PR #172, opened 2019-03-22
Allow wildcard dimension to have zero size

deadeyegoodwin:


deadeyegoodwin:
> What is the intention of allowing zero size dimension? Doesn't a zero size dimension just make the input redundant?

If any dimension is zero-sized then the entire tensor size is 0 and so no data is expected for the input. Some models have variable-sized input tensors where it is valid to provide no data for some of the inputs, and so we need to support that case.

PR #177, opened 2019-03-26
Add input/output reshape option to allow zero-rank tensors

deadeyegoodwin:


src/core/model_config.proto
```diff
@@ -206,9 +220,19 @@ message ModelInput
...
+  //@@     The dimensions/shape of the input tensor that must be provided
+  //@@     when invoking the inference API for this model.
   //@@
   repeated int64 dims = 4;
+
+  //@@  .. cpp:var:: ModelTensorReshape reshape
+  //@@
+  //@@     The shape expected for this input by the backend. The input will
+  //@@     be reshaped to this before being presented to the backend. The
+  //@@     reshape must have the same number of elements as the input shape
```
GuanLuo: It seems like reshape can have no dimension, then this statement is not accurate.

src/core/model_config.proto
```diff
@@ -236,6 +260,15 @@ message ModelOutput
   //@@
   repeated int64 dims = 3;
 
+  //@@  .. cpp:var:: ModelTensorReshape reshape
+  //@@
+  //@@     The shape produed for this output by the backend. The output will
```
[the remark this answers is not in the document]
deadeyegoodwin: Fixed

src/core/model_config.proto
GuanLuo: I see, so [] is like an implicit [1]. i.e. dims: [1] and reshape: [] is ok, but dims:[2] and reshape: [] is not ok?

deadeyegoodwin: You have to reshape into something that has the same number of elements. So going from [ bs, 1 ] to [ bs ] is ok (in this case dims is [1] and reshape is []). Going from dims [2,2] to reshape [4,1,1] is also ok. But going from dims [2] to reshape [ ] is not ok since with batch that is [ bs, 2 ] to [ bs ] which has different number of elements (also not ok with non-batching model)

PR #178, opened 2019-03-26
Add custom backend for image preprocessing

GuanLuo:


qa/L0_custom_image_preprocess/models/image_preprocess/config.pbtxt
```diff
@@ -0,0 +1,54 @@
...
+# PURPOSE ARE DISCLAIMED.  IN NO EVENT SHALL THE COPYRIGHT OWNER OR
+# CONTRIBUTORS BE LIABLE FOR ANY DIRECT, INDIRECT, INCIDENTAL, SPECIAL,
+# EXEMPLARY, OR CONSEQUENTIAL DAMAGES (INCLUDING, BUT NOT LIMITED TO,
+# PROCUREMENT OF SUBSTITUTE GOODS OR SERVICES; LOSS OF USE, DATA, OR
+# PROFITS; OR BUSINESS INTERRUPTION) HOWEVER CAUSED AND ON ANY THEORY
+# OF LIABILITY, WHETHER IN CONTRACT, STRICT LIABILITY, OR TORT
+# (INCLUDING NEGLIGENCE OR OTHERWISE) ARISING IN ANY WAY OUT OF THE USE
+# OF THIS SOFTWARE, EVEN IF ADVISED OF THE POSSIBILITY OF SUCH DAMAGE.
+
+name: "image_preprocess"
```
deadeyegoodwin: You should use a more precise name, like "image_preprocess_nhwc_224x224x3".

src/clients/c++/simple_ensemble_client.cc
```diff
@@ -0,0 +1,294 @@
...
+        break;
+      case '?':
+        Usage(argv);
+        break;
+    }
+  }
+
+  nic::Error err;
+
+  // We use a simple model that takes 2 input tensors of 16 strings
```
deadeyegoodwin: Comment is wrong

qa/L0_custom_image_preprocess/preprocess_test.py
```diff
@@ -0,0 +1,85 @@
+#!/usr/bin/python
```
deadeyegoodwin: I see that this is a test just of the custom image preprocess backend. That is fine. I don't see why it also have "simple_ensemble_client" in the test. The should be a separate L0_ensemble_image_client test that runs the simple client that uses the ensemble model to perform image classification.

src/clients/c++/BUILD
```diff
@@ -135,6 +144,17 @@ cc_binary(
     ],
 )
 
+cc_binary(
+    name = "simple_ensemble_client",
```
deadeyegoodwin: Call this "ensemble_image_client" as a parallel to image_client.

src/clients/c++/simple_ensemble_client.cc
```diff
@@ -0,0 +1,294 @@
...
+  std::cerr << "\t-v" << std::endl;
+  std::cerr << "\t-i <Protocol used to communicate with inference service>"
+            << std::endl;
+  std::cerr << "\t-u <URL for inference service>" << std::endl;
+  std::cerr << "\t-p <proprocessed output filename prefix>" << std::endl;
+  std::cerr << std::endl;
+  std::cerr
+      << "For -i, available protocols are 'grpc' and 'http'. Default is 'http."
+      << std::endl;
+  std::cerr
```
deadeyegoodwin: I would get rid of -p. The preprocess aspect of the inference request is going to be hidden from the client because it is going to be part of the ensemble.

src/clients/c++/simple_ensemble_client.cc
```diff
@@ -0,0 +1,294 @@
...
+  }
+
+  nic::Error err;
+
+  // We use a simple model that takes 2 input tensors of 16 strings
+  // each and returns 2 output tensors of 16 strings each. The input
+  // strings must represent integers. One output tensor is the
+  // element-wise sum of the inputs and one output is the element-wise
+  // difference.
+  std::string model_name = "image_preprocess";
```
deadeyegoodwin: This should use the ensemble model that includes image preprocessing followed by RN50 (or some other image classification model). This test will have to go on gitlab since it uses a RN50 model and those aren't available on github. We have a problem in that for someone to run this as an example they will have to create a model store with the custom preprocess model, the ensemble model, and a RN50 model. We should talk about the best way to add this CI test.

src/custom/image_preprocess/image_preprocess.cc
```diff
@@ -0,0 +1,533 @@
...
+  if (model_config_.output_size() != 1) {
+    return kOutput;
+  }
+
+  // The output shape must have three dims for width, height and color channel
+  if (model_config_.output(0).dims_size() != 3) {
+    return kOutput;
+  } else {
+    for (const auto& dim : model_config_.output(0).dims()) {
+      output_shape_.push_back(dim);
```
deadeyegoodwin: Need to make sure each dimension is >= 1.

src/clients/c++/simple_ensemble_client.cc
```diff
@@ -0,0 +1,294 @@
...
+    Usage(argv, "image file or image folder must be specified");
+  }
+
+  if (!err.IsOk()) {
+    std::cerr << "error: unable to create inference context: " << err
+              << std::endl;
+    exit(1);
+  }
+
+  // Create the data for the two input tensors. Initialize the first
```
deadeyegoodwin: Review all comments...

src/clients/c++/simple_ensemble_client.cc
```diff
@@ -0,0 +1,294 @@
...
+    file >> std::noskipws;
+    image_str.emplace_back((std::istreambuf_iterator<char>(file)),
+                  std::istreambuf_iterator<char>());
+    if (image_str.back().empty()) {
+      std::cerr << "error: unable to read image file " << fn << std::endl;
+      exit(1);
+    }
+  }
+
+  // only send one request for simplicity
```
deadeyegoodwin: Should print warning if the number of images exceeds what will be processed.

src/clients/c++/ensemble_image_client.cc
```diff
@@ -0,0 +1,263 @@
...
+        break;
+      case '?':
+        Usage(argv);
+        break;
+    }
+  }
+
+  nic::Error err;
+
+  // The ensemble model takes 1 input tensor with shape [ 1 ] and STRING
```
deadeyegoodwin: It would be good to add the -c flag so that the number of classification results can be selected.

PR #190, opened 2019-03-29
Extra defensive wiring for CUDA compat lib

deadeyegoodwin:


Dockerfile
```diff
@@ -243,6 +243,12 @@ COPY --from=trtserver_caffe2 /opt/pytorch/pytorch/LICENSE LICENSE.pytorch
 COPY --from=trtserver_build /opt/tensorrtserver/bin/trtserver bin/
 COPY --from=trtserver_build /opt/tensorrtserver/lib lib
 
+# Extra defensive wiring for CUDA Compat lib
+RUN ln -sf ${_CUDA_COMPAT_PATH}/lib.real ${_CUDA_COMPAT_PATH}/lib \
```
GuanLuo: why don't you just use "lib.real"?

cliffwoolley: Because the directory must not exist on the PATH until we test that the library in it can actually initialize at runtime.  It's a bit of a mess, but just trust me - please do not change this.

Task goal =>
Every line above with the word "request" belongs in the answer, copied as written.

Task result =>
deadeyegoodwin: I would get rid of -p. The preprocess aspect of the inference request is going to be hidden from the client because it is going to be part of the ensemble.
+  // only send one request for simplicity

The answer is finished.